What you will do.
Pull every line from the records that has the word "assert" in it.

Task inputs.
BEGIN

PR #162470, opened 2025-09-09
[inductor][bucketing] Fx collectives bucketing of multiple dtypes

IvanKobzarev:
* __->__ #162470

Bucketing of multiple dtypes to be processed in one bucketed collective.

First target is to bucket bf16 and f32, but already can be used with other dtypes.

For now multidtype bucketing is only supported with "custom_ops" mode.
Non custom_ops needs additional work on inductor side.

cc @H-Huang @awgu @wanchaol @fegin @fduwjj @wz337 @wconstab @d4l3k @pragupta @msaroufim @dcci @voznesenskym @penguinwu @EikanWang @jgong5 @Guobing-Chen @XiaobingSuper @zhuhaozhe @blzheng @wenzhe-nrv @jiayisunx @ipiszy @chenyang78 @kadeng @muchulee8 @amjames @chauhang @aakhundov @coconutruben @ezyang


torch/_inductor/fx_passes/bucketing.py
```diff
@@ -90,17 +92,17 @@ def is_wait_tensor_from_all_gather_into_tensor(node: torch.fx.Node) -> bool:
     return is_wait_tensor(node) and is_all_gather_into_tensor(node.args[0])  # type: ignore[arg-type]
 
 
-def collect_node_descendants(
+def collect_node_descendents(
```
eellison: sorry for the misspelling ! nit: for re-spellings like this, it can be nice to separate out real code changes from refactorings so it's easier to review..

eellison (commented):
now that the other prs have landed - mind rebasing ?

torch/_inductor/fx_passes/bucketing.py
IvanKobzarev: Yes, will clean this out this pr.

test/distributed/test_inductor_collectives.py
```diff
@@ -1754,6 +1754,115 @@ def func2(x, w, rs_0, rs_1, tag, ranks, group_size):
...
+        out = compiled(*inputs, **self.get_world_trs())
+        _, y_ag0, y_ag1 = out
+        assert y_ag0.dtype == ag_0.dtype
+        assert y_ag1.dtype == ag_1.dtype
+
+        assert same(out, correct), f"{out} va {correct}"
+
+    @unittest.skipIf(not HAS_GPU, "Inductor+gpu needs triton and recent GPU arch")
+    @unittest.skipIf(not SM80OrLater, "bfloat16")
+    @parametrize("bucket_mode", ["all_custom_ops_multidtype"])
```
eellison, line 1809: nit: can we update the config of `bucket_mode` : Union[literal[....]]]` so we know what the options are ?

torch/_inductor/fx_passes/bucketing.py
```diff
@@ -19,21 +19,45 @@
...
+    return (group_name, reduce_op)
+
+
+def pick_bucket_dtype(dtypes: list[torch.dtype]) -> torch.dtype:  # type: ignore[name-defined]
+    assert len(dtypes) > 0
+    s = OrderedSet(dtypes)
+    if len(s) == 1:
+        return dtypes[0]
+    if s == OrderedSet([torch.bfloat16, torch.float]):  # type: ignore[attr-defined]
+        return torch.bfloat16  # type: ignore[attr-defined]
```
eellison: reason for this special case ? we could just always choose the lowest itemsize dtype.

torch/_inductor/fx_passes/bucketing.py
```diff
@@ -226,6 +252,7 @@ def bucket_all_gather_by_mb(
     gm: torch.fx.GraphModule,
     bucket_cap_mb_by_bucket_idx: Callable[[int], float],
     filter_wait_node: Optional[Callable[[torch.fx.Node], bool]] = None,
+    mode: Optional[str] = None,
```
eellison: same question - add literal options ?

torch/_inductor/fx_passes/bucketing.py
```diff
@@ -258,6 +289,7 @@ def bucket_reduce_scatter_by_mb(
...
```
eellison: - here too ?

torch/_inductor/fx_passes/bucketing.py
```diff
@@ -275,11 +307,15 @@ def bucket_reduce_scatter_by_mb(
         list[list[torch.fx.Node]]: List of buckets, where each bucket is a list of reduce_scatter nodes.
     """
 
+    group_key_fn = (
+        _rs_group_key_multidtype if mode and "multidtype" in mode else _rs_group_key
```
eellison: I don't think we can do multidtype for reduce scatter, since nccl is actually doing a reduction.

torch/_inductor/fx_passes/bucketing.py
```diff
@@ -288,35 +324,52 @@ def bucket_reduce_scatter_by_mb(
 def _pre_bucket_reduce_scatter(
     rs_ins: list[torch.Tensor],
     group_size: int,
+    dtype: torch.dtype,  # type: ignore[name-defined]
+    numel_mults: list[int],
```
eellison: nit: not sure we need this if we always have the assumption we will view as lowest bitwidth dtype

eellison (commented):
Looks good ! 

Only blocking question is about reduce scatter multi dtype

torch/_inductor/fx_passes/bucketing.py
IvanKobzarev: Yes, we can pick lowert dtype.

torch/_inductor/fx_passes/bucketing.py
IvanKobzarev: Custom ops do not support List[dtype] to calculate it in the op. So I changed to passing multipliers as List[int] instead. We need to know how to split the result according to different dtypes.

test/distributed/test_inductor_collectives.py
IvanKobzarev: We can. It will be a bit long sequence, as we have 2**num_options (custom_ops +/ multidtype +/- all/fsdp). We should reduce it to 4 for now.

torch/_inductor/fx_passes/bucketing.py
IvanKobzarev: Yes, agree, we can do it only with casts and numerics changes. I will remove this option.
We can only do joint uppermost dtype, but that is not what we want :)

torch/_inductor/fx_passes/bucketing.py
```diff
@@ -17,23 +17,45 @@
...
     _, reduce_op, group_size, group_name = node.args
     dtype = node.meta["val"].dtype
     assert isinstance(group_name, str)
     assert isinstance(reduce_op, str)
     return (group_name, reduce_op, dtype)
 
 
+def pick_bucket_dtype(dtypes: list[torch.dtype]) -> torch.dtype:  # type: ignore[name-defined]
+    assert len(dtypes) > 0
+    lowest_dtype = dtypes[0]
```
eellison: nit: `return min(dtypes, key=operator.attrgetter("itemsize"))`

torch/_inductor/fx_passes/bucketing.py
```diff
@@ -391,15 +433,36 @@ def _pre_bucket_all_gather_fake(
 _pre_bucket_all_gather.register_fake(_pre_bucket_all_gather_fake)
 
 
+def _dtype_size_bytes(dtype: torch.dtype) -> int:  # type:  ignore[name-defined]
```
eellison: this is `dtype.itemsize`

torch/_inductor/fx_passes/bucketing.py
```diff
@@ -391,15 +433,36 @@ def _pre_bucket_all_gather_fake(
...
-    ag_ins: list[torch.Tensor],
+    _ag_ins: list[torch.Tensor],
     group_size: int,
     group_name: str,
     dtype: torch.dtype,  # type: ignore[name-defined]
+    out_dtypes: list[torch.dtype],  # type: ignore[name-defined]
     rank: int,
 ) -> list[torch.Tensor]:
+    ag_ins = [
+        torch._prims.convert_element_type(_ag_in, out_dtype)
```
eellison, line 513: We should only view dtype here... Could we make this only do collective merging of different dtypes if we can do it without increase the total bytes transmitted ? Potentially in the future we would want to upcast if the latency is longer than the cost of additional bytes.. leave for future change?

eellison (approved):
looks good, just one comment

torch/_inductor/fx_passes/bucketing.py
IvanKobzarev: Here we will have convert to out_dtypes only for fused-convert-dtype for all-gathers.

eellison: I'm not sure I follow. Why do we do this ? We shouldn't need extra casts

END

Finished task.
+        assert y_ag0.dtype == ag_0.dtype
+        assert y_ag1.dtype == ag_1.dtype
+        assert same(out, correct), f"{out} va {correct}"
+    assert len(dtypes) > 0
     assert isinstance(group_name, str)
     assert isinstance(reduce_op, str)
+    assert len(dtypes) > 0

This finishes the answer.